Ещё в команду включили одного неплохого парашютиста из Рязанского полка, имеющего значительное количество прыжков, Анатолия Звягинцева.

Родом из Курска, до службы в тульской дивизии Звягинцев служил в Черновицкой десантной дивизии, которую, как и Кировоградскую расформировали после венгерских событий 1956 года. Все кроме Анатолия, Звягинцева называли Звонок, а у Анатолия с ним отношения не сложились. Они являлись антиподами по характерам, и недолюбливали меня друг друга.

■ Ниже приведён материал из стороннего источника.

PR #8284, opened 2023-02-09
7545 UP Routing function sends message to Translate function even when data will go to no receivers

### LINKED ISSUE #7545: UP Routing function sends message to Translate function even when data will go to no receivers
There is a need for some queries to see the step runs.  Will need to figure out if there is anything to do here.  Potentially, the proper thing to do here is not to put a message on the translate queue, not translate task, and make sure the generate report next action is NULL.  This is not causing any issues and it is a TINY inefficiency.

### User Story:
As a administrator, I don't want the UP to send data to the Translate function if no receivers will receive data, so it is easier to track where the data went.

### Description/Use Case
The UP sends a message to the Translate function regardless if data will go to a receiver.  The result is that the Translate function does not do anything (which is not bad), but it is an unnecessary message and unnecessary resources used.

### Dev Notes:
* Just change the data or the filters, so data goes nowhere, submit it, then see in the logs how the translate function gets a message, but nothing happens.
* Ensure that the Task, Action, and Report all reflect that there is no next step needed. 
* Ensure that nothing breaks and there is no expectation of a 'translate' step for each submission going through the UP.

### Acceptance Criteria
* The UP only sends messages to the Translate function when data is to be sent a receivers.

jack-h-wang:
This PR adds an alternate routing process for FHIR bundles with no receivers that skips sending a message to the translate function, eliminating a minor inefficiency.

Test Steps:
1. Use the `Single HL7 Full ELR` test to submit data to be routed. Ensure the data sent does not have a valid receiver.
2. Retrieve the report `id` from the data returned from the API call.
3. Allow time for the data to be routed, then confirm no calls to the translate function for this report lineage on the `report_file`, `action`, and `task` tables.

## Changes
- Changed the FHIR routing process to omit steps to create a message for and send a message to the translation queue. This event is tracked as `EventAction.NONE` rather than `EventAction.TRANSLATE`.
- Added `EventAction.NONE` as a possible action for `blobURL` creation. This should prevent primary key constraint violations if other `EventAction` types cause the `other` string to be written to `blobURL`.

### Testing
- [x] Tested locally?
- [x] Added tests?

## Linked Issues
- Fixes #7545

### DIFF
--- a/prime-router/src/main/kotlin/fhirengine/engine/FHIRRouter.kt
+++ b/prime-router/src/main/kotlin/fhirengine/engine/FHIRRouter.kt
@@ -205,74 +205,116 @@ class FHIRRouter(
             // add the receivers, if any, to the fhir bundle
             if (listOfReceivers.isNotEmpty()) {
                 FHIRBundleHelpers.addReceivers(bundle, listOfReceivers)
-            }
 
-            // create item lineage
-            report.itemLineages = listOf(
-                ItemLineage(
-                    null,
-                    message.reportId,
-                    1,
-                    report.id,
-                    1,
-                    null,
-                    null,
-                    null,
-                    report.getItemHashForRow(1)
+                // create item lineage
+                report.itemLineages = listOf(
+                    ItemLineage(
+                        null,
+                        message.reportId,
+                        1,
+                        report.id,
+                        1,
+                        null,
+                        null,
+                        null,
+                        report.getItemHashForRow(1)
+                    )
                 )
-            )
 
-            // create translate event
-            val translateEvent = ProcessEvent(
-                Event.EventAction.TRANSLATE,
-                message.reportId,
-                Options.None,
-                emptyMap(),
-                emptyList()
-            )
+                // create translate event
+                val translateEvent = ProcessEvent(
+                    Event.EventAction.TRANSLATE,
+                    message.reportId,
+                    Options.None,
+                    emptyMap(),
+                    emptyList()
+                )
 
-            // upload new copy to blobstore
-            val bodyBytes = FhirTranscoder.encode(bundle).toByteArray()
-            val blobInfo = BlobAccess.uploadBody(
-                Report.Format.FHIR,
-                bodyBytes,
-                report.name,
-                message.blobSubFolderName,
-                translateEvent.eventAction
-            )
+                // upload new copy to blobstore
+                val bodyBytes = FhirTranscoder.encode(bundle).toByteArray()
+                val blobInfo = BlobAccess.uploadBody(
+                    Report.Format.FHIR,
+                    bodyBytes,
+                    report.name,
+                    message.blobSubFolderName,
+                    translateEvent.eventAction
+                )
 
-            // ensure tracking is set
-            actionHistory.trackCreatedReport(translateEvent, report, blobInfo)
+                // ensure tracking is set
+                actionHistory.trackCreatedReport(translateEvent, report, blobInfo)
 
-            // insert translate task into Task table
-            this.insertTranslateTask(
-                report,
-                report.bodyFormat.toString(),
-                blobInfo.blobUrl,
-                translateEvent
-            )
-
-            // nullify the previous task next_action
-            db.updateTask(
-                message.reportId,
-                TaskAction.none,
-                null,
-                null,
-                finishedField = Tables.TASK.ROUTED_AT,
-                null
-            )
-
-            // move to translation (send to <elrTranslationQueueName> queue). This passes the same message on, but
-            //  the destinations have been updated in the FHIR
-            this.queue.sendMessage(
-                elrTranslationQueueName,
-                RawSubmission(
-                    report.id,
+                // insert translate task into Task table
+                this.insertTranslateTask(
+                    report,
+                    report.bodyFormat.toString(),
                     blobInfo.blobUrl,
-                    BlobAccess.digestToString(blobInfo.digest),
-                    message.blobSubFolderName
-                ).serialize()
-            )
+                    translateEvent
+                )
+
+                // nullify the previous task next_action
+                db.updateTask(
+                    message.reportId,
+                    TaskAction.none,
+                    null,
+                    null,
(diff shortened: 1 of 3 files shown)


prime-router/src/main/kotlin/fhirengine/engine/FHIRRouter.kt
```diff
@@ -222,15 +220,29 @@ class FHIRRouter(
                 )
             )
 
-            // create translate event
-            val translateEvent = ProcessEvent(
-                Event.EventAction.TRANSLATE,
+            // create none event
+            var translateEvent = ProcessEvent(
```
carlosfelix2, line 224: So, to better read this code, how about your create and if/else. One branch will use translate event. The other will use something like a noneEvent. Right now the reuse of the translateEvent variable confuses the flow a bit.  This will also clear up the multiple ifs you have even if you have to have a few lines of the same code.

carlosfelix2 (changes requested):

prime-router/src/main/kotlin/fhirengine/engine/FHIRRouter.kt
```diff
@@ -244,13 +256,15 @@ class FHIRRouter(
             // ensure tracking is set
             actionHistory.trackCreatedReport(translateEvent, report, blobInfo)
```
jimmyfagan, line 257: (queestion) Similar to above, do we still need to track the event if it is `NONE`?

jimmyfagan (commented):
Good work! Not too familiar with some of this process, so I left a few questions, also left a suggestion. Depending on the answers to the questions, I might have additional suggestions, but this looks like it does what we want it to.

prime-router/src/main/kotlin/fhirengine/engine/FHIRRouter.kt
```diff
@@ -222,15 +220,29 @@ class FHIRRouter(
...
+                    message.reportId,
+                    Options.None,
+                    emptyMap(),
+                    emptyList()
+                )
+            }
+
             // upload new copy to blobstore
             val bodyBytes = FhirTranscoder.encode(bundle).toByteArray()
             val blobInfo = BlobAccess.uploadBody(
```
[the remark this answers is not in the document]
jack-h-wang: The `report_file` table has a `body_url` field that corresponds to a blob. The table has a constraint `report_file_body_url_key` that requires each `body_url` in the database to be unique. An earlier draft of the code changes in this PR attempted to reuse a previous blob, but in testing this caused a database error due to violating that constraint.

prime-router/src/main/kotlin/fhirengine/engine/FHIRRouter.kt
jack-h-wang: `trackCreatedReport` is responsible for updates to the `report_file` database table. Without performing this call, there is no record of what actions the routing step performed; it would appear as if the bundle was not routed.

prime-router/src/main/kotlin/fhirengine/engine/FHIRRouter.kt
jack-h-wang: Code reworked as suggested in latest commit.

prime-router/src/main/kotlin/fhirengine/engine/FHIRRouter.kt
```diff
@@ -222,15 +220,29 @@ class FHIRRouter(
...
+
+                // create translate event - used instead of none event
+                translateEvent = ProcessEvent(
+                    Event.EventAction.TRANSLATE,
+                    message.reportId,
+                    Options.None,
+                    emptyMap(),
+                    emptyList()
+                )
+            }
```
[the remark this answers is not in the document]
jack-h-wang: The latest commit no longer uses the multiple `hasReceivers` checks, but I liked the `nextEvent` name and switched to it.

jimmyfagan (approved):
There's a tradeoff with the reworking, a bit of duplicate code now, but also a bit easier to follow what happens in each case, so I think it's worth it to keep it like this. Optionally could consider pulling common elements into [local functions](https://kotlinlang.org/docs/functions.html#local-functions), or pull out functions roughly for `finishRoutingProcessWithReceivers` and `finishRoutingProcessWithoutReceivers`, but not a requirement, and might not be worth it for the relatively small amount of duplicated code.

prime-router/src/main/kotlin/fhirengine/engine/FHIRRouter.kt
```diff
@@ -190,57 +182,100 @@ class FHIRRouter(
...
+                this.queue.sendMessage(
+                    elrTranslationQueueName,
+                    RawSubmission(
+                        report.id,
+                        blobInfo.blobUrl,
+                        BlobAccess.digestToString(blobInfo.digest),
+                        message.blobSubFolderName
+                    ).serialize()
+                )
+            } else {
```
carlosfelix2, line 245: Excellent! THank you!

carlosfelix2 (changes requested):
Code works as expected. Tested locally. There is however one issue. The submission history does not say that the process was complete. You can see in this example that it says the status is received. You need to figure out what is the proper status for this and update it too. I don't think this should be too complicated.
```
{
    "id": "260a223d-3bd6-412f-9716-63c616a8c306",
    "submissionId": 949,
    "overallStatus": "Received",
    "timestamp": "2023-02-17T15:17:39.573Z",
    "plannedCompletionAt": null,
    "actualCompletionAt": null,
    "sender": "ignore.ignore-full-elr",
    "reportItemCount": 1,
    "errorCount": 0,
    "warningCount": 0,
    "httpStatus": 201,
    "destinations": [],
    "actionName": "receive",
    "externalName": null,
    "reportId": "260a223d-3bd6-412f-9716-63c616a8c306",
    "topic": "full-elr",
    "errors": [],
    "warnings": [],
    "destinationCount": 0
}
```

carlosfelix2 (approved):

jack-h-wang:
@carlosfelix2 

Created #8451 for the Submission History behavior.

(Может я и сейчас несправедлив, но тогда он мне казался зазнайкой. Может моё мнение сложилось из-за того, что он пренебрежительно относился, как и Козлов, к салагам, может потому, что во рту у него была фикса, придавая его красивому, чуть вытянутому лицу блатное выражение, не знаю, но наша взаимная неприязнь сохранилась и после службы в армии Если перечислять всех участников повествования сразу, то они не запомнятся. Попробуем рассказать о них в ходе происходящих событий, а сам рассказ вести в настоящем времени. Авт.).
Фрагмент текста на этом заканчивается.